Ich rate dir daher eher zu einem Webspacepaket, vServer oder Housingmöglichkeit für diesen Server. Grade da der Strom alleine ca. 25 Euro (150 W x 24h x 30d / 1000 x 0,23 EUR/kWh) pro Monat kostet.

So viel nun erstmal zu meiner ungefähren Einschätzung.

Schönen Abend noch,
Sebastian


----------



## sheel (12. Februar 2011)

Wobei noch zu erwähnen wäre, dass die meisten Provider auch Zugänge mit viel Upload und wenig Download anbieten - man muss nur klarmachen, dass man (im Gegensatz zu den 98% anderen Kunden) sowas haben will. Ein persönliches Gespräch mit einem Mitarbeiter schadet dabei nicht.

Gruß


----------



## Bratkartoffel (15. Februar 2011)

Hi,

ich würde hier zu einem kleinen Rootserver von OVH (bzw. "isgenug" für Deutschland, klick) greifen, zum Beispiel den C-250G. Dieser kostet monatlich 15€ und hat 100 MBit direkt ins Internet.

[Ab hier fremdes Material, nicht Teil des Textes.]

PR #3555, opened 2020-02-13
Fix sensuctl proxy from environment

### LINKED ISSUE #3538: sensuctl doesn't appear to honor proxy environment variables.
From some testing that I've been doing, it doesn't appear that sensuctl honors the http_proxy or https_proxy variables set in a user's profile. Here's what I've done so far to lead me to this conclusion:

Test env:
* 1 proxy server (squid)
* 1 proxy client

On the proxy server, I ran a tcpdump after configuring squid. I could see traffic flowing through the main interface and I was getting responses from curls, apt-get updates, and other commands after setting the aforementioned variables on my client. However, when using sensuctl from the client, no packets appeared to be flowing from any "asset add" commands. While I could download assets and retrieve information on checks and other resources, none of the traffic seemed to go through the proxy server I had configured.

I believe this to be an issue with how we're using the go-resty library to send calls to Bonsai, and subsequently any Sensu deployment. The library does support the ability to use a proxy (https://github.com/go-resty/resty#proxy-settings---client-as-well-as-at-request-level), but from what I've seen in the code, it doesn't appear like we make any considerations for this.

echlebek:
## What is this change?

This commit upgrades the HTTP client library used by sensuctl. In
doing so, it adds support for proxying HTTP requests from the
environment variables http_proxy, and https_proxy, and no_proxy.

Closes #3538 

The go-resty library had to be upgraded to a new major version.

I used a free proxy to send requests to a sensu-staging instance, and it worked.

## Is this change a patch?

Yes, but targeting for 5.18.

### DIFF
--- a/CHANGELOG.md
+++ b/CHANGELOG.md
@@ -7,6 +7,10 @@ Versioning](http://semver.org/spec/v2.0.0.html).
 
 ## Unreleased
 
+### Fixed
+- sensuctl now supports the http_proxy, https_proxy, and no_proxy environment
+variables.
+
 ### Changed
 - Updated Go version from 1.13.5 to 1.13.7.
 
--- a/go.mod
+++ b/go.mod
@@ -23,7 +23,6 @@ require (
 	github.com/frankban/quicktest v1.7.2 // indirect
 	github.com/ghodss/yaml v1.0.0
 	github.com/go-ole/go-ole v0.0.0-20170209151332-de8695c8edbf // indirect
-	github.com/go-resty/resty v0.0.0-20170925192930-9ac9c42358f7
 	github.com/go-resty/resty/v2 v2.1.0
 	github.com/gogo/protobuf v1.3.1
 	github.com/golang/groupcache v0.0.0-20191002201903-404acd9df4cc // indirect
--- a/go.mod
+++ b/go.mod
@@ -24,6 +24,7 @@ require (
 	github.com/ghodss/yaml v1.0.0
 	github.com/go-ole/go-ole v0.0.0-20170209151332-de8695c8edbf // indirect
 	github.com/go-resty/resty v0.0.0-20170925192930-9ac9c42358f7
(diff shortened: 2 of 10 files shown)


CHANGELOG.md
```diff
@@ -7,6 +7,10 @@ Versioning](http://semver.org/spec/v2.0.0.html).
 
 ## Unreleased
 
+### Fixed
+- sensuctl now supports the http_proxy, https_proxy, and no_proxy environment
```
ccressent: `https_proxy` is fine; is it `https_proxy` or `HTTPS_PROXY` or both? Same question for `no_proxy`. Is `all_proxy` available? Most programs follow curl/libcurl's convention; see the "ENVIRONMENT" section of `curl(1)` for details.

ccressent: Answered my own question; resty uses [`http.ProxyFromEnvironment`](https://golang.org/pkg/net/http/#ProxyFromEnvironment).

echlebek: The Go documentation mentions the capitalized versions of these environment variables, but I tested it with the lower-cased version, since that's what curl uses.

The Go documentation does not mention `all_proxy`, so I assume it's not supported.

echlebek: I believe resty simply passes through this configuration to the underlying http client.

go.mod
```diff
@@ -24,6 +24,7 @@ require (
 	github.com/ghodss/yaml v1.0.0
 	github.com/go-ole/go-ole v0.0.0-20170209151332-de8695c8edbf // indirect
 	github.com/go-resty/resty v0.0.0-20170925192930-9ac9c42358f7
```
palourde: Could we update resty in `bonsai/client.go` too so we can remove that version?

echlebek: sure

echlebek: I decided I would simply remove resty as a dependency from the bonsai package, as it's not really adding any value, and its use hasn't expanded so much that it would be difficult to remove.

PR #3557, opened 2020-02-13
Rework TestCreds() errors and tests

### LINKED ISSUE #3556: Misleading error message in `TestCreds()`
## Expected Behavior

The error returned by `TestCreds()`, invoked through `sensuctl test-creds` or the API should be clear and correct.

## Current Behavior

1. Most errors lead to an unclear/wrong "basic provider is disabled" message
2. The precise error coming from the provider is swallowed
3. If the basic provider is disabled, it leads to the wrong error message: "invalid username and/or password"
4. The tests around `TestCreds()` are broken

## Possible Solution

1. Swap error messages
2. Bubble up error coming from provider
3. Fix the tests

One way to observe the misleading/incorrect messages is to watch the backend logs when trying to `sensuctl test-creds` with incorrect credentials.

## Context

Noticed weird error while debugging an issue for a customer with CREs.

## Your Environment

* Sensu version: `5.17.1`

ccressent:

Fix #3556 

I suppose. Added.

I started by simply swapping 2 lines to get the right errors out of `TestCreds()`, but I soon realized that the tests for this function were broken in the first place. So I tried to fix them a little bit.

No.

Ran `sensuctl test-creds` and watched the backend's logs.

## Is this change a patch?

I thought it could have been, but Simon said no.

### DIFF
--- a/backend/api/authentication.go
+++ b/backend/api/authentication.go
@@ -71,11 +71,12 @@ func (a *AuthenticationClient) TestCreds(ctx context.Context, username, password
 	if basic, ok := providers[basic.Type]; ok {
 		if _, err := basic.Authenticate(ctx, username, password); err == nil {
 			return nil
+		} else {
+			return err
 		}
-		return errors.New("basic provider is disabled")
 	}
 
-	return errors.New("invalid username and/or password")
+	return errors.New("basic provider is disabled")
 }
 
 // Logout logs a user out. The context must carry the user's access and refresh
--- a/CHANGELOG.md
+++ b/CHANGELOG.md
@@ -10,6 +10,9 @@ Versioning](http://semver.org/spec/v2.0.0.html).
 ### Changed
 - Updated Go version from 1.13.5 to 1.13.7.
 
+### Fixed
+- The `auth/test` endpoint now returns the correct error messages.
+
 ## [5.17.1] - 2020-01-31
 
 ### Fixed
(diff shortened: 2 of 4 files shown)


backend/api/authentication.go
```diff
@@ -71,11 +71,12 @@ func (a *AuthenticationClient) TestCreds(ctx context.Context, username, password
 	if basic, ok := providers[basic.Type]; ok {
 		if _, err := basic.Authenticate(ctx, username, password); err == nil {
 			return nil
+		} else {
+			return err
```
palourde: I don't think we should return the actual error to the user (maybe just log it), simply because we would actually reveal whether a user actually exists or not and if it's because the password is wrong, e.g. https://github.com/sensu/sensu-go/blob/572b4b5facc4a4f7b310dcf0eb34ef711e9583e5/backend/store/etcd/user_store.go#L40-L43

echlebek: Let's log the store error, keep it as is, and write a different error to the user in the HTTP handler.

ccressent: Thanks for raising that @palourde; just like @echlebek I think that "obfuscation" belongs to the HTTP handlers, the boundary between the outside and the inside. Internally, we want the most precise error we can get.

Does that work for you @palourde?

palourde: Ah yes all good, I didn't realized the HTTP handler does not respond with the error!

ccressent: So based on [the current handler code](https://github.com/sensu/sensu-go/blob/master/backend/apid/routers/authentication.go#L70-L89) we agree it's all good? We log the exact error in the backend's logs but we only tell the client it's a 401 status code.

Issue #3559, opened 2020-02-14
Secret resource validation requires namespace


portertech:
When using `sensuctl create -f` to create a number of Sensu resources from YAML files, I get `resource is invalid: secrets require a namespace`.

## Expected Behavior
Secret resources should use the `sensuctl` namespace, either the set default or explicit `--namespace`.

## Current Behavior
`sensuctl create -f` returns an error, `resource is invalid: secrets require a namespace`.

## Context
https://github.com/portertech/sensu-stackdriver-kube/blob/715d4756dbb329cdda60930681e8f767a49bcc19/sensu/pipelines/stackdriver.yml#L10-L17

## Your Environment

* Sensu version used (sensuctl, sensu-backend, and/or sensu-agent): 5.17.1
* Installation method (packages, binaries, docker etc.): Binsary
* Operating System and version (e.g. Ubuntu 14.04): Mac 10.15.2 (19C57)

nikkixdev:
Secrets were the first namespaced resource implemented, and required some refactoring to some of the generic functions. I wouldn't be surprised if some of the cli tooling hasn't been ported over, such as the utility to load the current namespace into each command.

PR #3561, opened 2020-02-14
Fix wrapped resource namespaces

nikkixdev:

## What is this change?

Assigns the namespace of the wrapper if not set.

Closes https://github.com/sensu/sensu-go/issues/3559

Yas.

Nah.

Nah.

We good.

`sensuctl create -f secret.yml `
```
---
type: Secret
api_version: secrets/v1
metadata:
  name: mando
spec:
  id: TEST_SECRET
  provider: env
```

## Is this change a patch?

Targetting 5.18.0 in master

### DIFF
--- a/CHANGELOG.md
+++ b/CHANGELOG.md
@@ -12,6 +12,8 @@ Versioning](http://semver.org/spec/v2.0.0.html).
 variables.
 - returns 401 instead of 500 when issues occur refreshing the access token.
 - Support Bonsai assets versions prefixed with the letter `v`.
+- Fixed a bug where wrapped resources were not getting their namespaces set by
+the default sensuctl configuration.
 
 ### Changed
 - Updated Go version from 1.13.5 to 1.13.7.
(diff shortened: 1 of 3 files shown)


nikkixdev:
@echlebek I have two answers!

**Why did you change the type of the slice throughout the program?**
The slice was changed to a slice of pointers because [setting the namespace within the top level wrapper object meta](https://github.com/sensu/sensu-go/pull/3561/files#diff-8451b2f0dac131c0abaf7fc53aaa8930R252) would otherwise not work.

**SetNamespace() is already invoked when the namespace is not set. Why doesn't SetNamespace work as expected?**
SetNamespace() can only be called on a resource, not a wrapper. The top level object meta of the wrapper is not exposed to the resource itself.

This was the simplest fix I came across for the bug. However I intentionally added you as a reviewer knowing you had the most experience with the core resource data type vs the wrapped resource. If there is a more efficient or generic way to do this, I would be happy to understand what that is!

echlebek:
I see, it's essentially a consequence of ObjectMeta not being a pointer. Thanks!

Issue #3081, opened 2019-06-24
Create proxy entity if an entity doesn't exist for events published to the Events API(s) 


calebhailey:
## Expected Behavior

For all events published to the `sensu-backend` /events API, check if the referenced `entity` exists in the API, and if not, create an entity with `"class": "proxy"`. 

## Current Behavior

We don't automatically create an entity upon processing an event if the event references an entity that doesn't exist in the registry (we used to do this in Sensu 1.x). 

## Possible Solution

Create missing entities (with `"class": "proxy"`) for events published to the `sensu-backend` /events API. 

## Context

The "monitoring event pipeline" workflow from Sensu Classic is compromised in Sensu Go without this change. 

## Your Environment

* Sensu version used (sensuctl, sensu-backend, and/or sensu-agent): any
* Installation method (packages, binaries, docker etc.): any
* Operating System and version (e.g. Ubuntu 14.04): debian stretch

calebhailey:
It's been a while since I've tested this. I have observed that this functionality is not present in `sensu-backend` (i.e. the backend API) as of version 5.10; however I don't recall if the behavior is different in the `sensu-agent` events API. IIRC, the sensu-agent does behave differently (perhaps already implementing this feature), which is great – but we should ideally see both of these /events API endpoints behave more consistently.

cwjohnston:
Adding my two cents here:

* I can confirm that submitting events to the agent API does create a proxy entity when the check specifies a `proxy_entity_name` which does not yet exist
* I agree that the backend `/events` API should implement this same behavior
* From a previous conversation I have noted the following per @portertech:
  > We should create the proxy entity, we should ensure the user posting the event has the right RBAC permissions to create both the event and the entity

roganartu:
Didn't see this when I opened #3179, but it's definitely related (though instead is a feature request to disable this functionality).

There's also #3178 which is a bug caused by the way the agent -> backend interaction creates new entities. It's unlikely an implementation of this would hit the same race condition that causes #3178, however the fix I proposed in #3195 makes significant changes to the `getProxyEntity` function likely to be re-used by the backend API for this, so I thought it was also worth linking here.

calebhailey:
@roganartu I like the idea of a toggle to disable this functionality. The default should be to accept all events (given valid authentication and RBAC), and create proxy entities for entities that don't exist; but if you want to disable this functionality, we add a `--reject-orphaned-events` flag (or similar), as you suggest in #3179.

[...]

PR #3569, opened 2020-02-19
Create proxy entites for events submitted via the backend API

palourde:
## What is this change?

It refactors the proxy entity creation logic to essentially move it from agentd to eventd, so events submitted directly via the backend API also create proxy entities if the given entity does not exist.

Closes https://github.com/sensu/sensu-go/issues/3081

Added

Nope

Nope

Nope

Added unit tests, manually tested and added e2e test via https://github.com/sensu/sensu-go-qa-crucible/pull/107, in additional to the existing tests.

## Is this change a patch?

Nope


backend/agentd/session_test.go
```diff
@@ -190,3 +187,11 @@ func TestSessionTerminateOnSendError(t *testing.T) {
 		t.Fatal("broken session never stopped")
 	}
 }
+
+type channelSubscriber struct {
```
golangcibot: type `channelSubscriber` is unused (from `unused`)

backend/eventd/entity.go
```diff
@@ -0,0 +1,55 @@
...
+	"context"
+
+	corev2 "github.com/sensu/sensu-go/api/core/v2"
+	"github.com/sensu/sensu-go/backend/store"
+)
+
+// createProxyEntity creates a proxy entity for the given event if the entity
+// does not exist already and returns the entity created
+func createProxyEntity(event *corev2.Event, s store.EntityStore) error {
+	entityName := event.Entity.Name
```
echlebek: I think this needs a nil check. If event.Entity is nil, then this will cause a panic.

The feature is kind of weird in general because the idea is that you don't need an entity... but you actually do, to specify its name.

Do we need to look at automatic proxy entity naming as a feature?

palourde: An entity and its name are actually required, since we validate the event just before calling this function: 

https://github.com/sensu/sensu-go/blob/59af146941d78108d4a96864122e498693ef5caa/backend/eventd/eventd.go#L236-L238

There are two use cases for this function:

1. A `proxy_entity_name` is configured in the check, therefore we need to replace the event's entity, which refers to the agent's entity that executed the check, with a brand new entity named using this `proxy_entity_name` attribute as its name
2. The user submitted an event via the backend API, in which case we take whatever entity was provided to create the proxy entity.

Makes sense?

PR #3573, opened 2020-02-20
requiring subscriptions/subscribers on check

### LINKED ISSUE #2932: Users can create empty subscriptions in checks
Users can add empty subscriptions to checks.

## Expected Behavior
Users cannot create checks with empty subscriptions. (`""`)

## Current Behavior
Users can create checks that have subscriptions that are the empty string.

## Possible Solution
Validate subscription names on the backend and optionally on the frontend.

Create a check with one or more blank subscriptions.

## Context
QA

tarcinil:
There is not point of creating a check if nothing can subscribe to it.  This changes `check.Validate()` to check if the length of the `Subscriptions` slice is not equal to zero.

Signed-off-by: Vern Burton <me@vernburton.com>

## What is this change?

fixes #2932 

It creates an organized experience that ensures that checks can be subscribed by entities.

Yes.

No.

The testing changes was larger than I expected.

No.

Created tests cases to ensure that error message was as expected

## Is this change a patch?

No.

### DIFF
--- a/CHANGELOG.md
+++ b/CHANGELOG.md
@@ -16,6 +16,7 @@ variables.
 the default sensuctl configuration.
 - read/writes `initializationKey` to/from `EtcdRoot`, while support legacy as fallback (read-only)
 - check for a non-200 response when fetching assets
+- ensuring that check/check_config have subscriptions
 
 ### Changed
 - Updated Go version from 1.13.5 to 1.13.7.
--- a/agent/config.go
+++ b/agent/config.go
@@ -213,6 +213,7 @@ func FixtureConfig() (*Config, func()) {
 		KeepaliveWarningTimeout: corev2.DefaultKeepaliveTimeout,
 		Namespace:               DefaultNamespace,
 		Password:                DefaultPassword,
+		Subscriptions: 		     []string{"linux"},
 		Socket: &SocketConfig{
 			Host: DefaultSocketHost,
 			Port: DefaultSocketPort,
--- a/agent/sockets_test.go
+++ b/agent/sockets_test.go
@@ -42,6 +42,7 @@ func TestHandleTCPMessages(t *testing.T) {
 		Name:   "app_01",
 		Output: "could not connect to something",
 		Source: "proxyEnt",
+		Subscribers: []string{"linux"},
 	}
 	bytes, _ := json.Marshal(payload)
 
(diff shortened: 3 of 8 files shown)


echlebek:
Thanks for the PR. However, the original issue was actually pointing at a different problem: checks subscriptions can be set to empty strings, which causes problems elsewhere in the system.

```
{
  "subscriptions": [""]
}
```

We could still accept this PR but it probably requires a slightly different issue.

tarcinil:
@echlebek I think that can be extend into this work.  

If `len(c.Subscriptions) > 0`, iterate over the range and check for an empty string in the slice, and push an error if found.

Does that sound like an appropriate idea?

echlebek:
I had to think about this one for a bit. Where it seems obvious to me that allowing empty strings as subscriptions is a bug, I wasn't so sure about an empty array.

I was a bit worried that accepting this PR would mean a breaking change, but I think it's probably better characterized as a bug fix.

I think the reasoning put forward in the PR makes sense, and I will note there is already a first-class way of creating a check that is not intended to run, called `publish`, so it seems unlikely that someone would depend on this behaviour.

Existing checks in the database can still be retrieved and modified to have subscriptions, even if they don't, so it shouldn't cause any existing check configuration to cause issues.

I'd like to call on @portertech to validate this PR as well before we merge it.

tarcinil:
I think that it would be a breaking change when I am looking at `agent/agent.go` for `newKeepalive`.  While it would create the event, the check contained within the event would likely not have a subscribe.  

The events would need to subscribe to the automatic entity `entity:agent` to be backwards compatible.

palourde:
@tarcinil I think subscribing to the agent's entity for keepalive is an excellent idea!

That being said, I think we should still add an exception for keepalive checks that do not have a subscription, otherwise any agents that do not get upgraded at the same time as the backend would essentially be unable to send keepalives, therefore introducing a breaking change.

portertech:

Ich bin mit meinem sehr zufrieden, nur die Verfügbarkeit dürfte bei geschätzen 97% liegen (also nicht 99,99%, wie viele andere Hoster haben). Ein weiterer Vorteil ist, dass die IP-Adresse des Servers immer gleich bleibt, und sich somit nicht alle 24 Stunden ändert. Für mich war halt noch die native IPv6-Anbindung ein Punkt, dies wird für dich aber nicht so interessant sein 

Gruß
BK


----------